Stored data
PR #360, opened 2015-10-28
Event tracking

ajacksified:
:eyeglasses: @umbrae @curioussavage 

Refactors event tracking a bit, and adds in the event-tracker to send data to the events collector.

PR #361, opened 2015-10-28
Implement events

ajacksified:
Depends on https://github.com/reddit/reddit-mobile/pull/360 (which is has been rebased on top of.) Relevant commits are everything beginning with `[events]`.


ajacksified:
:eyeglasses: @umbrae @curioussavage

umbrae:
I think we'll need to get these events vetted by data before it goes through to prod and poke around with them on the test endpoint. Maybe @drunken-economist or @kaitaan can help us do that?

• _TASK TO COMPLETE_
In how many lines of the data above does the word "opened" occur? Only the number is wanted.

• _RESPONSE_
2